IDH1 was mutated in cholangiocarcinoma. The TCGA cholangiocarcinoma dataset (MSK, Clin Cancer Res 2018) was downloaded and analyzed in cBioportal (www.cbioportal.org). (A) The frequency of mutated genes in Cholangiocarcinoma. (B) The proportion of TP53 mutated patients in IDH1 wildtype (WT) or mutated group. (C) The proportion of IDH1 with different mutation types. The data were represented as mean ± S.D. **P < 0.01.

Figure 2

The overexpression of IDH1 promoted cell proliferation of cholangiocarcinoma. (A) Western blot was used to determine the expressions of IDH1 in the IDH knockout (KO) REB cells. Cell count assay (B) and MTT assay (C) were used to determine the cell viabilities of REB and IDH1 KO REB cells. (D) qPCR was used to determine the relative expressions of IDH1 in IDH1 KO REB cells transfected with vector, plasmids containing wildtype IDH1 or plasmids containing IDH1 R132C mutation sequence. Cell count assay (E) and MTT assay (F) were used to determine cell viabilities of IDH1 KO cells transfected with vector, plasmids containing wildtype IDH1 or plasmids containing IDH1 R132C mutation type. (G) The tumor volume of xenograft mouse transplanted with IDH1 KO REB cells transfected with vector, wildtype IDH1 or IDH1 R132C mutation plasmid. (H) Immunohistochemistry demonstrated percentage of Ki67 positive in tumor tissue from each group.
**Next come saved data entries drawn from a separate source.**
PR #4289, opened 2025-06-20
Fix panics on staging TypedArray.slice tests

jedel1043:
Follow up from #4288.

Fixes the two panics that occurred after bumping the Test262 commit hash.


HalidOdat (approved):
Looks good to me! :)

PR #4290, opened 2025-06-20
Implement small changes from Intl's 2026 spec

jedel1043:
A couple of changes were introduced in ECMA-402's latest spec. This PR implements the couple of changes that only modify already implemented builtins.


jedel1043:
Need to fix the regressions.

jedel1043:
Fixed the Intl regressions. The last regression I think it's a regress bug, but will investigate later.

PR #4291, opened 2025-06-21
Implement type erased `Gc<T>`

HalidOdat:
This is a WIP PR that implement `downcast`-ing on the `Gc<T>` pointer level by adding `TypeId` information to `Gc`'s VTable.


HalidOdat:
If this get's merged then we could use it in the #4287, see the `erased` test module.

The tests have been run and pass under miri :)

HalidOdat:
Hmmm.. the windows tests seem to be failing at doc tests only during linking... :confused: will look into it...

EDIT: Re-ran last commit's test CI tasks and it seems to fail, it seems to be unrelated to this PR...

jedel1043:
Yeah, there's a bug with MSVC's linker (https://github.com/rust-lang/rust/issues/141626)
I fixed the issue on #4290, but I could also extract the fix into its own PR for an easier review.

HalidOdat:
> [..] I could also extract the fix into its own PR for an easier review.

Nice find! ~~Yes, that be great! :smile:~~ The https://github.com/boa-dev/boa/pull/4290 PR is merged :partying_face:

raskad:
Looks very nice, I will try to rebase my PR on this and see how it works.

hansl (approved):
LGTM but I'd like to see more tests. Also merge conflicts.

jedel1043:
I'm wondering if this is useful for https://github.com/boa-dev/boa/pull/4287 though...

This erases the `T` in `Gc<T>`, but we want to erase the `T` in `Gc<Object<T>>`. Otherwise, having this would mean that we are storing the type id of both `T` and `Object<T>`

HalidOdat:
> This erases the `T` in `Gc<T>`, but we want to erase the `T` in `Gc<Object<T>>`. Otherwise, having this would mean that we are storing the type id of both `T` and `Object<T>`

We can use C-style inheritance for this (assuming proper alignment and layout). We can `cast<T>()` to any type, so a `Gc<Object<T>>` to a`Gc<Object<U>>` (this is unsafe for the mentioned reasons). In #4287 we could either store `Gc<Object<()>>` as the inner or, we can have a helper `inner` method on `JsObject` that returns a `Gc<Object<()>>` by casting a `GcErased`.

When performing an `is<T>()` or `downcast<T>()`, we just need to wrap the provided `T` with `Object<T>`, and the check should work as expected.

Unfortunately we can't eliminate all the unsafe code that was added in #4287, this mostly eliminates the `TypeId` and some unsafe in the downcast methods, while adding a feature that can potentially be used in other places?

jedel1043:
Ohhh, I saw the c inheritance example and I see what you mean. Yeah, if we just need to cast from `Object<T>` to `ObjectData` and back, then it should work nicely.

Data are shown as mean ± S.D. **P < 0.01, ***P < 0.001; ns indicates no significance.

Figure 3

IDH1 promoted cell migration and invasion and IDH1 knockout decreased cell migration and proliferation. (A) Cell migration and invasion of the REB and IDH1 KO REB cells were determined using Transwell and (B) the values in each group were shown as mean ± S.D. (C) Cell migration and invasion of the IDH1 KO REB cells transfected with vector, wildtype IDH1, or IDH1 R132C mutation plasmid and (D) the values in each group were shown as mean ± S.D. (E) qPCR was used to analyze the relative expressions of a panel of EMT relevant markers in IDH1 KO REB cells transfected with vector, wildtype IDH1 or IDH1 R132C mutation plasmid. Data were shown as mean ± S.D. **P < 0.01, ***P < 0.001; ns indicates no significance.

Figure 4

IDH1 mutation reduced NADPH and α-KG levels. (A,B) ELISA was used to determine the levels of α-KG in REB cells, IDH1 KO REB cells, IDH1 KO REB cells transfected with vector, wildtype IDH1 or IDH1 R132C mutation plasmid. (C,D) ELISA was used to determine the levels of NADPH in REB cells, IDH1 KO REB cells, IDH1 KO REB cells transfected with vector, wildtype IDH1 or IDH1 R132C mutation plasmid. (E) Cell count assay were used to determine the cell viabilities of REB cells or REB IDH1 K.O. cells treated with or without N-acetyl cysteine. (F) Cell migration and invasion assay of the REB cells or REB IDH1 K.O. cells treated with or without N-acetyl cysteine. Data were shown as mean ± S.D. *P < 0.05, ***P < 0.001; ns indicates no significance.

Figure 5

IDH1 regulated the expressions of ALDH1. (A) The correlation of IDH1 and ALDH1 expression in the patients with cholangiocarcinoma was analyzed using ChIPbase dataset. (B,C) qPCR was used to determine the levels of ALDH1 in REB cells, IDH1 KO REB cells, and IDH1 KO REB cells transfected with vector, wildtype IDH1 or IDH1 R132C mutation plasmid. (D) qPCR was used to determine the relative expressions of ALDH1 in REB cells transfected with ALDH1 expression plasmid. (E,F) Cell count assay and MTT assay were used to determine the cell viabilities of REB cells transfected with vector or ALDH1 expression plasmid. (G,H) Cell migration and invasion assay of REB cells transfected with vector or ALDH1 expression plasmid were determined using Transwell and the values in each group were shown as mean ± S.D. (I) qPCR was used to determine the relative expressions of ALDH1 in REB cells transfected with ALDH1 expression plasmid. (J) Cell count assay were used to determine the cell viabilities of REB cells transfected with vector or IDH1 expression plasmid in the presence or absence of ALDH1 siRNA. (K) Cell migration and invasion assay of the REB cells transfected with vector or IDH1 expression plasmid in the presence or absence of ALDH1 siRNA. *P < 0.05, ***P < 0.001; ns indicates not significance.